Please restate the entire listing verbatim.

__________________________________________________

PR #212, opened 2021-04-02
[13.0] fix mobile demo mode

lmignon:


simahawk (approved):
my bad, this find/replace was not finished :sweat_smile: 
tnx!

shopfloor_mobile_base/templates/assets.xml
```diff
@@ -217,10 +217,5 @@
             t-attf-src="/shopfloor_mobile_base/static/wms/src/demo/demo.core.js?v=#{app_version}"
             type="module"
         />
-        <script
```
simahawk, line 220: hmm I'm not sure about this... I think this should be left and add demo data for non wms stuff. Can you add a todo?

lmignon: This one is to avoid an error into the console but is not required to have the demo working. I'll comment and add a TODO

simahawk: merci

__________________________________________________

▶ [TASK RESPONSE]:
PR #212, opened 2021-04-02
[13.0] fix mobile demo mode

lmignon:


simahawk (approved):
my bad, this find/replace was not finished :sweat_smile: 
tnx!

shopfloor_mobile_base/templates/assets.xml
```diff
@@ -217,10 +217,5 @@
             t-attf-src="/shopfloor_mobile_base/static/wms/src/demo/demo.core.js?v=#{app_version}"
             type="module"
         />
-        <script
```
simahawk, line 220: hmm I'm not sure about this... I think this should be left and add demo data for non wms stuff. Can you add a todo?

lmignon: This one is to avoid an error into the console but is not required to have the demo working. I'll comment and add a TODO

simahawk: merci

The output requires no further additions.